## Problem to work on
Within the records, which lines hold the string "future"? Report each one by copying it.

START Data shown

PR #1815, opened 2022-11-15
[DUOS-2183] Add DB Table for Files

connorlbark:
### Addresses

https://broadworkbench.atlassian.net/browse/DUOS-2183

----

- Verify all tests go green


src/main/java/org/broadinstitute/consent/http/cloudstore/GCSService.java
```diff
@@ -67,23 +67,24 @@ public Bucket getRootBucketWithMetadata() {
...
      *
      * @param content InputStream content
      * @param mediaType String media type
-     * @param fileName String file name
+     * @param bucketName String unique name of the bucket
      * @return BlobId of the stored document
      * @throws IOException Exception when storing document
      */
-    public BlobId storeDocument(InputStream content, String mediaType, String fileName)
+    public BlobId storeDocument(InputStream content, String mediaType, String bucketName)
```
connorlbark: wanted to make it clearer that the fileName was just what is used as the name of the bucket. This change was made because I was passing in UUIDs instead of the file name. I pass in UUIDs so that there are no conflicts if users upload two files with the exact same name.

src/main/java/org/broadinstitute/consent/http/service/UserFileService.java
```diff
@@ -0,0 +1,90 @@
...
+import org.broadinstitute.consent.http.models.UserFile;
+
+import javax.ws.rs.NotFoundException;
+import java.io.IOException;
+import java.io.InputStream;
+import java.util.Date;
+import java.util.List;
+import java.util.UUID;
+
+public class UserFileService {
```
connorlbark: these service classes are not yet used (except in tests) but I logically assumed these would be the minimum necessary functions for UserFile to be a useful abstraction.

src/main/resources/changesets/changelog-consent-103.0.xml
```diff
@@ -0,0 +1,28 @@
+<databaseChangeLog xmlns="http://www.liquibase.org/xml/ns/dbchangelog"
+                   xmlns:xsi="http://www.w3.org/2001/XMLSchema-instance" xsi:schemaLocation="http://www.liquibase.org/xml/ns/dbchangelog
+         http://www.liquibase.org/xml/ns/dbchangelog/dbchangelog-3.1.xsd">
+    <changeSet id="103.0" author="connorlbark">
```
otchet-broad: Huzzah!  We now have two PRs with the same id.

From Liquibase's [documentation](https://docs.liquibase.com/concepts/changelogs/changelog-formats.html): ...
The id tag is only used as an identifier, it does not direct the order that changes are run and does not have to be an integer.

Should we move to a different id value?  Maybe a ticket? "DUOS-2183" or date and ticket "20221115_DUOS-2183"

connorlbark: Usually we just update whichever merges in second; so mine will be 104.0 if yours goes in first.

rushtong: I don't have a strong preference for file naming aside from the nicety of seeing all changelogs sequentially ordered. In terms of ID naming options, I lean towards the date-based ids over others.

src/main/java/org/broadinstitute/consent/http/cloudstore/GCSService.java
otchet-broad: Would it be better to change the type to UUID and the name to bucketUUID?

connorlbark: Right now, it is used in other places. There is another ticket in flight which would make that change possible - https://broadworkbench.atlassian.net/browse/DUOS-2184 - I believe within this ticket it would be possible to make that a UUID type.

src/main/java/org/broadinstitute/consent/http/models/UserFile.java
```diff
@@ -0,0 +1,136 @@
...
+            + " uf.category as uf_file_name, "
+            + " uf.media_type as uf_file_name, "
+            + " uf.create_user_id as uf_file_name, "
+            + " uf.create_date as uf_create_date, "
+            + " uf.deleted as uf_deleted ";
+
+    private Integer userFileId;
+    private String entityId;
+    private String fileName;
+    private String bucketName;
```
otchet-broad: Would it be better to type this as a UUID?

src/main/resources/changesets/changelog-consent-103.0.xml
```diff
@@ -0,0 +1,28 @@
...
+        <createTable tableName="user_file">
+            <column name="user_file_id" autoIncrement="true" type="int">
+                <constraints primaryKey="true"/>
+            </column>
+            <!-- Could be: Reference ID, Dataset ID column, etc. -->
+            <column name="entity_id" type="text"/>
+            <column name="file_name" type="text" >
+                <constraints nullable="false"/>
+            </column>
+            <column name="bucket_name" type="text">
```
otchet-broad, line 14: Should this be text or a UUID?

src/main/java/org/broadinstitute/consent/http/models/UserFile.java
```diff
@@ -0,0 +1,136 @@
+package org.broadinstitute.consent.http.models;
+
+import org.broadinstitute.consent.http.enumeration.UserFileCategory;
+
+import java.io.InputStream;
+import java.util.Date;
+import java.util.Objects;
+
+public class UserFile {
```
rushtong: Nit, naming (naming is hard!). These are not necessarily `User` `Files`. Files could exist for any conceivable entity. Could we name this something more generic such as `FileObject` or `FileStorageObject` or anything in that genre.

src/main/java/org/broadinstitute/consent/http/db/UserFileDAO.java
```diff
@@ -0,0 +1,67 @@
...
+            @Bind("bucketName") String bucketName,
+            @Bind("blobName") String blobName,
+            @Bind("mediaType") String mediaType,
+            @Bind("entityId") String entityId,
+            @Bind("createUserId") Integer createUserId,
+            @Bind("createDate") Date createDate
+    );
+
+    @SqlUpdate(
+            "UPDATE user_file SET deleted=true WHERE user_file_id = :userFileId"
```
otchet-broad: Should we store the user and when the soft delete was made?

src/main/java/org/broadinstitute/consent/http/models/UserFile.java
rushtong: Do we even need a bucket name? The general bucket we use is an environment-specific location, so we have separate ones for dev, staging, prod, etc. A `BlobId` should be enough.

src/main/java/org/broadinstitute/consent/http/db/UserFileDAO.java
rushtong: Agreed, we should track update user and update date.

src/main/java/org/broadinstitute/consent/http/models/UserFile.java
connorlbark: good point, I was trying to avoid just `File` because I felt a class with the name `File` has a specific meaning. `FileStorageObject` seems apt.

src/main/java/org/broadinstitute/consent/http/cloudstore/GCSService.java
otchet-broad: This is a great find, by the way.  I'm digging in a bit further to make sure I understand the full repercussions of what " I pass in UUIDs so that there are no conflicts if users upload two files with the exact same name" implies about the existing codebase.

rushtong: IIUC, this is intended to store the parent bucket that the file is stored in. That's not a UUID presently, it's a plain string. Look at your local dev config for an example:
```
googleStore:
  password: /etc/consent-account.json
  endpoint: https://storage.googleapis.com/
  bucket: broad-dsde-dev-consent
```

src/main/java/org/broadinstitute/consent/http/enumeration/UserFileCategory.java
```diff
@@ -0,0 +1,44 @@
...
+
+import java.util.Arrays;
+import java.util.List;
+import java.util.stream.Collectors;
+import java.util.stream.Stream;
+
+public enum UserFileCategory {
+    IRB_COLLABORATION_LETTER("irbCollaborationLetter"),
+    DATA_USE_LETTER("dataUseLetter"),
+    ALTERNATIVE_DATA_SHARING_PLAN("alternativeDataSharingPlan");
```
rushtong: We also need an NIH Institutional Certification category as well

src/main/java/org/broadinstitute/consent/http/service/UserFileService.java
```diff
@@ -0,0 +1,91 @@
...
+            String mediaType,
+            UserFileCategory category,
+            String entityId,
+            Integer createUserId
+    ) throws IOException {
+        // upload to GCS
+        BlobId blobId = gcsService.storeDocument(
+                content,
+                mediaType,
+                UUID.randomUUID().toString());
```
rushtong: We should wrap this in a try and log any errors

src/main/java/org/broadinstitute/consent/http/service/UserFileService.java
```diff
@@ -0,0 +1,91 @@
...
+
+        userFile.setUploadedFile(document);
+    }
+
+    public UserFile fetchById(
+            Integer userFileId
+    ) throws NotFoundException {
+        UserFile userFile = userFileDAO.findFileById(userFileId);
+        // download file from GCS
+        fetchAndPopulateUploadedFile(userFile);
```
rushtong: I'm not sold on fetching stream content _ALL THE TIME_. We should really only be pulling GCS content when a user specifically requests it. Imagine this user flow ... 

1. User navigates to an entity.
2. User should see that entity has associated files
  a. User then navigates away from page (no need to ever have queried for the IS content)
  b. User clicks on an associated file entity (now we need to pull the IS content)

We should have two methods, one to get the file as metadata and a separate one to get the content.

src/main/java/org/broadinstitute/consent/http/service/UserFileService.java
```diff
@@ -0,0 +1,91 @@
...
+        return userFile;
+    }
+
+    public List<UserFile> fetchAllByEntityId(
+            String entityId
+    ) throws NotFoundException {
+        List<UserFile> userFiles = userFileDAO.findFilesByEntityId(entityId);
+        // download all files from GCS
+        userFiles.forEach(this::fetchAndPopulateUploadedFile);
```
rushtong: Be wary of external api or dao calls in loops. I generally do not try to prematurely optimize code, but this is one exception since it almost always leads to real performance problems.

connorlbark: I agree, but I assumed there wasn't a way to fetch multiple files from GCS at once. I will investigate this

src/main/java/org/broadinstitute/consent/http/service/UserFileService.java
connorlbark: Yes I agree. I envisioned a `findFile` method as well. I can implement it as well for completeness. The thought was to get all of the 'non-trivial' service methods out of the way.

src/main/java/org/broadinstitute/consent/http/cloudstore/GCSService.java
rushtong: > wanted to make it clearer that the fileName was just what is used as the name of the bucket.

I don't think this is actually true ... bucket location is configured separately from the files that are named inside the bucket. Partial screen cap of our current dev bucket:

Screen Shot 2022-11-16 at 12 47 42 PM

src/main/java/org/broadinstitute/consent/http/models/UserFile.java
connorlbark: wasn't sure if it would be possible for the bucket to change in the future, so I was tracking it just to be safe

src/main/java/org/broadinstitute/consent/http/cloudstore/GCSService.java
connorlbark: I just realized some point of confusion here: I meant to name this variable `blobName`. The variable is the name of the blob, which is why it's a UUID. The bucket name itself is `broad-dsde-dev-consent` always.

~However, right now, there are many files which already exist which are uploaded based on filename, not uuid. They cannot be coerced to UUIDs.~ (this is incorrect, they should all exist as UUIDs. thus, changing type to UUID makes sense.)

src/main/java/org/broadinstitute/consent/http/service/UserFileService.java
rushtong: > I agree, but I assumed there wasn't a way to fetch multiple files from GCS at once. I will investigate this

I'm not aware of a convenient way of doing this either.

src/main/java/org/broadinstitute/consent/http/cloudstore/GCSService.java
otchet-broad: Did a little test to put my mind at ease on this one.  I created two DARs, both requiring a COL agreement and uploaded two files (same name, different contents) and saw that the files are properly differentiated for return.

otchet-broad: DataAccessRequestResourceVersion2.java line #428 does the lifting to keep files uniquely named.  Now that I better understand things, do you really want to name this "blobId"?

src/main/java/org/broadinstitute/consent/http/models/UserFile.java
otchet-broad: Ok, now that I'm tracking, could we refer to blob_id as blobId?  I'm having a hard time reading this and keeping the different elements being tracked.

src/main/java/org/broadinstitute/consent/http/cloudstore/GCSService.java
connorlbark: Oh, I see. I had gotten confused with the way the pathing had worked. Sure, we can make this a UUID type.

src/main/java/org/broadinstitute/consent/http/service/UserFileService.java
otchet-broad: @rushtong -could it be even simpler as a passthrough to GCSService.getDocument and return the InputStream?

src/main/resources/changesets/changelog-consent-103.0.xml
```diff
@@ -0,0 +1,28 @@
...
+                <constraints nullable="false"/>
+            </column>
+            <column name="blob_name" type="text">
```
otchet-broad: Should this really just be blobId?

BlobId encapsulates both the bucket, name, and generation all at once.

src/main/java/org/broadinstitute/consent/http/service/UserFileService.java
rushtong: > could it be even simpler as a passthrough to GCSService.getDocument and return the InputStream?

Yes, that is the intention of that service call.

src/main/resources/changesets/changelog-consent-103.0.xml
connorlbark: right, that's why I didn't call it blob_id; I saved them separately and called it `blob_name` to make it less ambigious given [the `BlobId` class](https://googleapis.dev/java/google-cloud-clients/0.97.0-alpha/com/google/cloud/storage/BlobId.html), which takes in `BlobId.of(bucketName, blobName)` and is used by GCSService. however, it seems that this naming is confusing, and if we're going to remove the bucket since it is static, then I can rename it to something a bit clearer.  I'm still not convinced on `blob_id` since it is a loaded term.

connorlbark: ohhh actually this documentation is out of date. I think it make make sense to instead save everything as a gsUtilUri: https://cloud.google.com/java/docs/reference/google-cloud-storage/latest/com.google.cloud.storage.BlobId#inherited-members . I didn't see this function in the old documentation. This way, there's only one string to keep track of. thus, it could be saved as `gcs_file_uri`, and hopefully be a lot less confusing.

connorlbark:
Just pushed up a big update. Major changes, aside from smaller feedback items:
- Renamed to `FileStorageObject`
- Database now stores the GCS URI (e.g. `gs://bucket/blob`, and in the mapper converts this to the `BlobId` type on the model. Should be very straightforward to use/understand now.
- I found that you can actually get a list of files from GCS in one batch call. I made a new GCS service function using this batch functionality and reimplemented fetching for multiple files to use this service function.
- Added delete id, delete user (populated on deletion). Added update user and update id columns, but since no update functions exist right now they are unused.

src/main/resources/changesets/changelog-consent-104.0.xml
```diff
@@ -0,0 +1,31 @@
...
+            <column name="file_name" type="text" >
+                <constraints nullable="false"/>
+            </column>
+            <column name="gcs_file_uri" type="text">
+                <constraints nullable="false"/>
+            </column>
+            <column name="category" type="text"/>
+            <column name="media_type" type="text"/>
+            <column name="create_user_id" type="integer"/>
+            <column name="create_date" type="date"/>
```
rushtong: I should have commented on this earlier. We should be working towards using timestamps instead of dates. In Postgres, a date doesn't store a time, just the raw date (i.e. day, month, year). (see https://www.postgresql.org/docs/11/datatype-datetime.html)

This also leads toward another java convention that we should be working towards which is using `Instant` (which is really a timestamp) over `Date` objects. (see https://www.baeldung.com/migrating-to-java-8-date-time-api)

src/main/java/org/broadinstitute/consent/http/service/FileStorageObjectService.java
```diff
@@ -0,0 +1,118 @@
...
+import java.util.Map;
+import java.util.UUID;
+import java.util.stream.Collectors;
+
+public class FileStorageObjectService {
+
+    GCSService gcsService;
+    FileStorageObjectDAO fileStorageObjectDAO;
+
+    Logger log = LoggerFactory.getLogger(FileStorageObjectService.class);
```
rushtong: See the new-ish `ConsentLogger` for a better way of logging things. We need to be exceptionally careful about logging exceptions as they are sent to Sentry and reported out via slack channels.

src/main/java/org/broadinstitute/consent/http/service/FileStorageObjectService.java
```diff
@@ -0,0 +1,118 @@
...
+
+        BlobId blobId;
+        try {
+            // upload to GCS
+            blobId = gcsService.storeDocument(
+                    content,
+                    mediaType,
+                    UUID.randomUUID());
+        } catch (Exception e) {
+            log.error("Failed to upload user file", e);
```
rushtong: Good example of where we should add some more user-specific info (`createUserId`) so we can trace the error.

src/main/java/org/broadinstitute/consent/http/service/FileStorageObjectService.java
```diff
@@ -0,0 +1,118 @@
...
+    }
+
+    // fetches file from GCS and adds it to the fileStorageObject
+    private void fetchAndPopulateUploadedFile(FileStorageObject fileStorageObject) throws NotFoundException  {
+        try {
+            InputStream document = gcsService.getDocument(fileStorageObject.getBlobId());
+            fileStorageObject.setUploadedFile(document);
+        } catch (Exception e) {
+            log.error("Could not get file from GCS", e);
+            throw e;
```
rushtong: The `NotFoundException` is a case where we would **not** want to capture a sentry logging message. I think that case would qualify for log level warn.

src/main/java/org/broadinstitute/consent/http/models/FileStorageObject.java
```diff
@@ -0,0 +1,164 @@
...
+            + " fso.deleted as fso_deleted ";
+
+    private Integer fileStorageObjectId;
+    private String entityId;
+    private String fileName;
+    private BlobId blobId;
+    private FileCategory category;
+    private String mediaType;
+    private Integer createUserId;
+    private Date createDate;
```
rushtong: Suggest that we make this an `Instant`

src/main/java/org/broadinstitute/consent/http/models/FileStorageObject.java
```diff
@@ -0,0 +1,164 @@
...
+        if (this == o) return true;
+        if (o == null || getClass() != o.getClass()) return false;
+        FileStorageObject fileStorageObject = (FileStorageObject) o;
+        return Objects.equals(fileStorageObjectId, fileStorageObject.fileStorageObjectId) && Objects.equals(entityId, fileStorageObject.entityId) && Objects.equals(fileName, fileStorageObject.fileName) && Objects.equals(blobId, fileStorageObject.blobId) && category == fileStorageObject.category && Objects.equals(mediaType, fileStorageObject.mediaType) && Objects.equals(createUserId, fileStorageObject.createUserId) && Objects.equals(createDate, fileStorageObject.createDate) && Objects.equals(deleted, fileStorageObject.deleted);
+    }
+
+    @Override
+    public int hashCode() {
+        return Objects.hash(fileStorageObjectId, entityId, fileName, blobId, category, mediaType, createUserId, createDate, deleted);
+    }
```
rushtong: For equals and hashcode, I generally like to keep them simple. The `fileStorageObjectId` should be enough to guarantee equality/uniqueness.

rushtong: I also like apache `EqualsBuilder` and `HashCodeBuilder` for these.

rushtong: Lastly, see the docs on `Objects.hash` ... I think you want `Objects.hashCode`

src/test/java/org/broadinstitute/consent/http/db/DAOTestHelper.java
```diff
@@ -612,4 +617,31 @@ protected DataAccessRequest createDarForCollection(User user, Integer collection
...
+                fileName,
+                category.getValue(),
+                bucketName,
+                gcsFileUri,
+                entityId,
+                createUserId,
+                createDate
+        );
+        return fileStorageObjectDAO.findFileById(newFileStorageObjectId);
+    }
```
rushtong: This is a pattern I want to avoid ... this class should be MUCH smaller than it is. We should be moving most object construction to the actual test class as much as possible.

src/test/java/org/broadinstitute/consent/http/db/FileStorageObjectDAOTest.java
```diff
@@ -0,0 +1,182 @@
...
+
+        assertEquals(2, irbFiles.size());
+        assertTrue(irbFiles.contains(file1));
+        assertTrue(irbFiles.contains(file2));
+
+        assertEquals(1, altDataSharingFiles.size());
+        assertTrue(altDataSharingFiles.contains(file3));
+    }
+
+
```
rushtong: Move those object creation methods here!

src/test/java/org/broadinstitute/consent/http/service/FileStorageObjectServiceTest.java
```diff
@@ -0,0 +1,241 @@
...
+import static org.mockito.Mockito.spy;
+import static org.mockito.Mockito.times;
+import static org.mockito.Mockito.verify;
+import static org.mockito.Mockito.when;
+import static org.mockito.MockitoAnnotations.openMocks;
+
+public class FileStorageObjectServiceTest {
+
+    @Mock
+    FileStorageObjectDAO fileStorageObjectDAO;
```
rushtong: These mocks can be private

src/test/java/org/broadinstitute/consent/http/db/FileStorageObjectDAOTest.java
```diff
@@ -0,0 +1,182 @@
...
+        assertEquals(fileName, newFileStorageObject.getFileName());
+        assertEquals(category, newFileStorageObject.getCategory().getValue());
+        assertEquals(BlobId.fromGsUtilUri(gcsFileUri), newFileStorageObject.getBlobId());
+        assertEquals(mediaType, newFileStorageObject.getMediaType());
+        assertEquals(entityId, newFileStorageObject.getEntityId());
+        assertEquals(createUserId, newFileStorageObject.getCreateUserId());
+        assertEquals(
+                createDate.getTime(),
+                newFileStorageObject.getCreateDate().getTime(),
+                86400000); // delta: within one day (86,400,000 ms)
```
rushtong: See earlier comments re: `Date`

src/test/java/org/broadinstitute/consent/http/service/FileStorageObjectServiceTest.java
```diff
@@ -0,0 +1,241 @@
...
+
+    @Test
+    public void testFetchById() throws IOException {
+        String bucket = RandomStringUtils.randomAlphabetic(10);
+        String blob = RandomStringUtils.randomAlphabetic(10);
+
+        FileStorageObject file = new FileStorageObject();
+        file.setBlobId(BlobId.of(bucket, blob));
+
+        String content = RandomStringUtils.randomAlphabetic(10);
```
rushtong: Thinking out loud - this could be a case where we want to test content that would NOT be db appropriate (i.e. `RandomStringUtils.random`) since it is file content, not stored metadata.

rushtong (commented):
Fantastic work! Lots of good thinking here. See feedback inline!

src/main/java/org/broadinstitute/consent/http/models/FileStorageObject.java
connorlbark: Yep! These were autogenerated by intellij so I can change them.

connorlbark: > Objects.hashCode

I think that cannot take in an array of items? It seems like `hash` is appropriate here.

src/main/java/org/broadinstitute/consent/http/service/FileStorageObjectService.java
connorlbark: Hmmm ConsentLogger seems to only be available for the Resource class?

connorlbark:
@rushtong so it seems that you cannot get an instant from the database.... `getObject("...", Instant.class)` throws an exception. I can however, do `getTimestamp("...").toInstant()`. Locally that works fine, but it seems like there are some weird truncation issues when I push it up which make the tests fail. Going to add some delta so that they will be resistant to the truncation... but not feeling great about this approach, if you have any thoughts.

src/main/java/org/broadinstitute/consent/http/service/FileStorageObjectService.java
rushtong: ConsentLogger is an interface, any class can implement it. In this instance, it's more of a Trait than anything else - which is my preference for interfaces.

src/main/java/org/broadinstitute/consent/http/models/FileStorageObject.java
rushtong: > I think that cannot take in an array of items? It seems like `hash` is appropriate here.

Good point, I missed that.

rushtong:
> I can however, do `getTimestamp("...").toInstant()`

That is the right approach

connorlbark:
> > I can however, do `getTimestamp("...").toInstant()`
> 
> That is the right approach

Ok coool I was more unhappy with adding a delta to the comparison, but I changed to comparing at the seconds level and that seems to work fine.

src/test/java/org/broadinstitute/consent/http/db/FileStorageObjectDAOTest.java
```diff
@@ -0,0 +1,202 @@
...
+                fileName,
+                category,
+                gcsFileUri,
+                mediaType,
+                entityId,
+                createUserId,
+                createDate
+        );
+
+        FileStorageObject newFileStorageObject = fileStorageObjectDAO.findFileById(newFileStorageObjectId);
```
otchet-broad, line 50: Excellent work on these tests!  Thank you!

One thing you'll see me do occasionally is inert more than one item because I want to discern if am I finding the object I expect because it's the _only object_ or is the input (_newFileStorageObjectId_) really affecting the outcome.  For this case, I like to think about the constraints I expect the database to apply and how to create coverage for that too.

src/main/resources/changesets/changelog-consent-104.0.xml
```diff
@@ -0,0 +1,31 @@
...
+            <column name="file_name" type="text" >
+                <constraints nullable="false"/>
+            </column>
+            <column name="gcs_file_uri" type="text">
+                <constraints nullable="false"/>
+            </column>
+            <column name="category" type="text"/>
+            <column name="media_type" type="text"/>
+            <column name="create_user_id" type="integer"/>
+            <column name="create_date" type="timestamp"/>
```
otchet-broad: Two notes on this:
1) There's a generic Liquibase "DATETIME" type that will be [automagically converted](https://docs.liquibase.com/concepts/changelogs/attributes/column.html#:~:text=DATE-,DATETIME,-TIME) to the correct type for the database. Not suggesting you make a change here, but it looks like we use both in our changesets.
2) Should the created date ever be null?  Maybe consider a non-null constraint and a default value.

src/main/resources/changesets/changelog-consent-104.0.xml
```diff
@@ -0,0 +1,31 @@
...
+            <column name="entity_id" type="text"/>
+            <column name="file_name" type="text" >
+                <constraints nullable="false"/>
+            </column>
+            <column name="gcs_file_uri" type="text">
+                <constraints nullable="false"/>
+            </column>
+            <column name="category" type="text"/>
+            <column name="media_type" type="text"/>
+            <column name="create_user_id" type="integer"/>
```
otchet-broad: Do we always require the user?  If so, nullable="false" should be a constraint.
Any thoughts on a foreign key constraint like you suggested in my changeset 103?

src/main/resources/changesets/changelog-consent-104.0.xml
```diff
@@ -0,0 +1,31 @@
...
+        <createTable tableName="file_storage_object">
+            <column name="file_storage_object_id" autoIncrement="true" type="int">
+                <constraints primaryKey="true"/>
+            </column>
+            <!-- Could be: Reference ID, Dataset ID column, etc. -->
+            <column name="entity_id" type="text"/>
+            <column name="file_name" type="text" >
+                <constraints nullable="false"/>
+            </column>
+            <column name="gcs_file_uri" type="text">
```
otchet-broad, line 14: Nailed it!  I really like this and all of the changes this brought about.  Well done.

src/main/java/org/broadinstitute/consent/http/db/mapper/FileStorageObjectMapper.java
```diff
@@ -0,0 +1,87 @@
...
+        if (hasColumn(r, "media_type")) {
+            file.setMediaType(r.getString("media_type"));
+        }
+
+        if (hasColumn(r, "create_user_id")) {
+            file.setCreateUserId(r.getInt("create_user_id"));
+        }
+
+        if (hasColumn(r, "create_date")) {
+            Timestamp createDate = r.getTimestamp("create_Date");
```
otchet-broad: Nit. create_Date -> create_date

otchet-broad (commented):
Outstanding improvements to readability.
I've left a few minor comments.

src/test/java/org/broadinstitute/consent/http/db/FileStorageObjectDAOTest.java
connorlbark: solid point!! adding this

src/main/resources/changesets/changelog-consent-104.0.xml
connorlbark: def agree with non-null! adding

src/main/resources/changesets/changelog-consent-104.0.xml
connorlbark: added foreign keys to all of the user_ids!

src/main/java/org/broadinstitute/consent/http/models/FileStorageObject.java
```diff
@@ -0,0 +1,164 @@
...
+import com.google.cloud.storage.BlobId;
+import org.broadinstitute.consent.http.enumeration.FileCategory;
+
+import java.io.InputStream;
+import java.time.Instant;
+import java.util.Objects;
+
+public class FileStorageObject {
+
+    public static final String FILE_STORAGE_OBJECT_QUERY_WITH_FSO_PREFIX =
```
otchet-broad: Is this used?

connorlbark: Oh oops, I added that for future users of the class but now it's outdated. I'll just remove it.

otchet-broad (approved):
Nice work, Connor!

quazi-h (approved):
These changes look good to me. I tested the functionality of the changes by trying to store and retrieve IRB and collaboration documents for different DARs and everything seemed to work as expected. Still having trouble connecting my Postico to my locally running consent DB instance so I'll try to pair with someone to get that sorted and can take a closer look at DB changes in future PRs but so far this is looking great to me.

END Data shown

## Response to the exercise
connorlbark: wasn't sure if it would be possible for the bucket to change in the future, so I was tracking it just to be safe
connorlbark: Oh oops, I added that for future users of the class but now it's outdated. I'll just remove it.
These changes look good to me. I tested the functionality of the changes by trying to store and retrieve IRB and collaboration documents for different DARs and everything seemed to work as expected. Still having trouble connecting my Postico to my locally running consent DB instance so I'll try to pair with someone to get that sorted and can take a closer look at DB changes in future PRs but so far this is looking great to me.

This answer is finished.